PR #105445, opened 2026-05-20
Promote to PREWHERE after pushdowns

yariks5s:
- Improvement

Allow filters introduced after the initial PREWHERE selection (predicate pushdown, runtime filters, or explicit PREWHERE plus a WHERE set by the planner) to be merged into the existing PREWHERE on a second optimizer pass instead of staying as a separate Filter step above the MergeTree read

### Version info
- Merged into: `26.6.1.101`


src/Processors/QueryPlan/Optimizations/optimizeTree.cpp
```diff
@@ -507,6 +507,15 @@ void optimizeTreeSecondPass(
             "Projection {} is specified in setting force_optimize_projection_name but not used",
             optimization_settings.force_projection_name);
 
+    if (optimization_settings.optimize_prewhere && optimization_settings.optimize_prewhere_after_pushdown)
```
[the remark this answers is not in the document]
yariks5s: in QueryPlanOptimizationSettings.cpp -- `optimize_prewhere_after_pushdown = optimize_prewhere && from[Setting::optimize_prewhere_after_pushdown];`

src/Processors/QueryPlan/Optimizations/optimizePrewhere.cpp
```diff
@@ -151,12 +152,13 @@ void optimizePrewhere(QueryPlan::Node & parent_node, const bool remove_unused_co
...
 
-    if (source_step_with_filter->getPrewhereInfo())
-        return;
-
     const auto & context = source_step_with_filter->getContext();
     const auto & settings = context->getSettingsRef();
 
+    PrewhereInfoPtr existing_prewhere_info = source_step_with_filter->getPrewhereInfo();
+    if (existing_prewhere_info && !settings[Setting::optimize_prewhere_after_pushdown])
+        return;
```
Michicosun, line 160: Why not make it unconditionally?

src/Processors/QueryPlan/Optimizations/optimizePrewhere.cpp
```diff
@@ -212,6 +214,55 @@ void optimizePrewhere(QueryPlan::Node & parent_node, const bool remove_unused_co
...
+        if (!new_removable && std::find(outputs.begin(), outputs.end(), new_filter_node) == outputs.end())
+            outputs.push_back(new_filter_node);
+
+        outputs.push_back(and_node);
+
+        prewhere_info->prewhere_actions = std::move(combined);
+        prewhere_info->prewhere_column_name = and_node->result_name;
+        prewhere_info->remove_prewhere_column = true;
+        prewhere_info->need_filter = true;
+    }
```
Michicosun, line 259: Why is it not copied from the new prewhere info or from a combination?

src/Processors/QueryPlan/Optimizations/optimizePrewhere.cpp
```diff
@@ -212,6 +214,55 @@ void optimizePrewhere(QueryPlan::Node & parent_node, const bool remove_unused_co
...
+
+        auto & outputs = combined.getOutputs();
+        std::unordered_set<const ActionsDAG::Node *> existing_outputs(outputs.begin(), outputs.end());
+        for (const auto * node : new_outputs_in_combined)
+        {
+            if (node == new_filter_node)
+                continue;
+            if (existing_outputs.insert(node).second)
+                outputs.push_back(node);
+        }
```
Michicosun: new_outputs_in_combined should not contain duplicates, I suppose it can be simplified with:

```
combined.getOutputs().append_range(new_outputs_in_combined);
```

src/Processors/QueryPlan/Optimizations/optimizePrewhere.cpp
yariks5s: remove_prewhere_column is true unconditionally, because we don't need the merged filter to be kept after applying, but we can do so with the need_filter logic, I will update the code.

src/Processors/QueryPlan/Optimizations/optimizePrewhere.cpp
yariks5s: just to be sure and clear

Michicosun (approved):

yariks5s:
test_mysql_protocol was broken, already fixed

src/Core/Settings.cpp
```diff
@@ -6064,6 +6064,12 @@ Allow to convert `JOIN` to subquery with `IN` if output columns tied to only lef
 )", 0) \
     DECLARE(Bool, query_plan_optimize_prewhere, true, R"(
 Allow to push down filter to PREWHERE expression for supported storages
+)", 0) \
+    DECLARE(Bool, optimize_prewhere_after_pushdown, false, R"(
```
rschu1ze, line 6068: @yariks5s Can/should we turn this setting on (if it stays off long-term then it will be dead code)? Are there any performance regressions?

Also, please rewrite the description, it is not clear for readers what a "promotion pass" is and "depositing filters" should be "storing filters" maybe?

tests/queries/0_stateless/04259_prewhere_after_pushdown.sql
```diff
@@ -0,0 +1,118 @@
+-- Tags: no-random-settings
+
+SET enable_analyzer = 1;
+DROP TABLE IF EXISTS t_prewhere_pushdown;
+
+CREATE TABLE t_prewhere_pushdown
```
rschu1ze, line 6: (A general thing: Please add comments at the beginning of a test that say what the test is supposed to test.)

* * * * *

**TASK STATEMENT:**
Copy every line from the records that holds the string "getPrewhereInfo".

**ANSWER FOR THIS EXERCISE:**
-    if (source_step_with_filter->getPrewhereInfo())
+    PrewhereInfoPtr existing_prewhere_info = source_step_with_filter->getPrewhereInfo();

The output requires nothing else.